Depuis trois ans, les populations de Ndengler ne cessent de dénoncer « l’accaparement de leurs terres » par le promoteur Babacar Ngom. Plusieurs médiations menées n’ont pu aboutir à un terrain d’entente. Mais Babacar Ngom peut se contenter du soutien des populations de Djilakh qui se sont mobilisées pour en découdre avec leurs « frères ennemis » de Ndengler. « Ces terres appartiennent à Djilakh, pas à Ndengler. Djilakh fait quatre fois Ndengler. Nous sommes tous des parents. Le problème, c’est qu’il y a un homme qui veut nous diviser en prétendant soutenir Ndengler alors qu’il ne pense qu’à ses propres intérêts. L’autorité administrative elle-même sait que ces terres sont celles de Djilakh. Nous sommes décidés à les défendre, quitte à y laisser nos vies », prévient Djibril Diouf au cours d’un point de presse.

Le chef de village, Malick Ndiaye, embouche la même trompette : « Ndengler nous accuse d’avoir cédé ses terres à Babacar Ngom. En tant que chef de ce village, je ne saurais accepter de telles accusations. Ces terres sont celles de Djilakh. C’est avec notre accord que le promoteur les a acquises par délibération du Conseil rural de Sindia en 2012. Et quand la Sedima, en 2013, a aménagé l’espace, nos voisins de Ndengler, sans autorisation de la Sedima, sont venus y cultiver. » Malick Ndiaye d’ajouter : « C’est Babacar Ngom qui a fait preuve de tolérance et a décidé de les laisser continuer leurs activités.
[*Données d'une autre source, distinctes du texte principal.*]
PR #811, opened 2017-09-14
Update theming-plugin to always generate json file in same location

bjankord:
### Summary
This update resolves an issue where users would change directories into one of the component directories and run nightwatch tests. This would trigger webpack to run, hitting the theming-plugin and generating a `themeable-variables.json` file inside of the component directory.

After this update, when users change directories into one of the component directories and run nightwatch tests or run `npm start` from the root or `terra-site` directory, the `themeable-variables.json` file will always be output to `packages/terra-site`.

@cerner/terra


packages/terra-site/tests/jest/theming-plugin-spec.test.jsx
```diff
@@ -54,9 +54,8 @@ describe('theming-plugin', () => {
         },
       };
       rootNode.source = { input: { file: 'TestingComponent.scss' } };
-
       expect(testingFunction(rootNode)).toEqual(JSON.stringify(expectedHash));
-      expect(outputtedFileName).toEqual('themeable-variables.json');
+      expect(outputtedFileName.slice(outputtedFileName.length - 55)).toEqual('terra-core/packages/terra-site/themeable-variables.json');
```
emilyrohrbough: What does -55 do?

packages/terra-site/theming-plugin.js
```diff
@@ -33,6 +34,6 @@ module.exports = postcss.plugin('theming-plugin', () => {
       }
     });
 
-    return fs.writeFileSync('themeable-variables.json', JSON.stringify(sortHash(variables)), 'utf8');
+    return fs.writeFileSync(path.resolve(__dirname, 'themeable-variables.json'), JSON.stringify(sortHash(variables)), 'utf8');
```
mjhenkes: Could we pretty print the json?
`JSON.stringify(sortHash(variables)), 'utf8', 2)`

packages/terra-site/tests/jest/theming-plugin-spec.test.jsx
bjankord: Wanted to grab the end of the file / path, or the last 55 characters. Using this to check that its within the `terra-site` folder. This slice returns `terra-core/packages/terra-site/themeable-variables.json`. Depending on where this code is run, your machine, my machine, travis, the outputtedFileName's file path is different. Slicing the string to just the path thats consistent gives us the info we need when run in various environments. Also, its a nod to not driving slow.

packages/terra-site/theming-plugin.js
bjankord: Yeah, good idea. That will make diffs of this file easier to reason about.

bjankord: Updated: https://github.com/cerner/terra-core/pull/811/commits/205672d5bd4d59163e3899587fee1cfded292e07

packages/terra-site/themeable-variables.json
```diff
@@ -1 +1,278 @@
...
+    "--terra-popup-content-close-font-size": "1.45rem",
+    "--terra-popup-content-close-font-weight": "bold",
+    "--terra-popup-content-close-line-height": "0",
+    "--terra-popup-content-close-margin-left": "0.3571rem",
+    "--terra-popup-content-close-margin-right": "0",
+    "--terra-popup-content-close-padding": "4px",
+    "--terra-popup-content-close-hover-color": "#999",
+    "--terra-popup-content-inner-background-color": "#fff",
+    "--terra-popup-content-inner-border": "1px solid #b2b5b6",
+    "--terra-popup-content-inner-box-shadow, 0 4px 8px 0 rgba(0, 0, 0, 0.35), 0 4px 3px -3px rgba(0, 0, 0": "0.5)",
```
bjankord: Logged an issue about this malformatting: https://github.com/cerner/terra-core/issues/818
It should not impact users much as I don't think anyone is using this file other than us to generate the list of themable components here on https://terra-ui.herokuapp.com/getting-started#theming. For that we only use the top level keys.

packages/terra-site/themeable-variables.json
```diff
@@ -1 +1,278 @@
...
+    "--terra-badge-color-positive": "#fff",
+    "--terra-badge-background-color-negative": "#bc0203",
+    "--terra-badge-color-negative": "#fff",
+    "--terra-badge-background-color-warning": "#da3b03",
+    "--terra-badge-color-warning": "#fff",
+    "--terra-badge-background-color-info": "#004c76",
+    "--terra-badge-color-info": "#fff"
+  },
+  "Base": {
+    "--terra-base-font-family, \"Helvetica Neue\", Helvetica, Arial": "sans-serif",
```
bjankord: Logged an issue about this malformatting: #818

bjankord:
I need to talk with @JakeLaCombe tomorrow about the utf-8 setting. I'm seeing the JSON files saved as `us-ascii` prior to this change and after the change, and this is what the jest tests are failing on.

packages/terra-site/theming-plugin.js
```diff
@@ -33,6 +33,6 @@ module.exports = postcss.plugin('theming-plugin', () => {
         variables[component][matches[1]] = matches[2];
       }
     });
-    return fs.writeFileSync(path.resolve(__dirname, 'themeable-variables.json'), JSON.stringify(sortHash(variables), 'utf8', 2));
+    return fs.writeFileSync(path.resolve(__dirname, 'themeable-variables.json'), JSON.stringify(sortHash(variables), null, 2), 'utf8');
```
mjhenkes: writeFileSync should default to utf8, but it doesn't hurt to specify.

Et en 2019, ils sont sortis pour réclamer ces terres qui ne leur appartient pas. »

C’est en 2015 que le patron de la Sedima a obtenu par décret présidentiel 205-548 du 23 avril 2015 un titre foncier sur 300 ha désaffectées à Djilakh. Ce décret fait suite à la délibération du Conseil rural de Sindia du 4 décembre 2012 lui octroyant ces terres avec l’accord préalable des populations de Djilakh. Seulement, en 2019, quand Babacar Ngom a voulu commencer à réaliser son projet d’agrobusiness, les populations de Ndengler sont sortis pour s’y opposer. « Il cherche des terres pour nourrir de la volaille, nous on cultive pour nourrir des humains », s’était écrié Gora Dione, un habitant de Ndengler.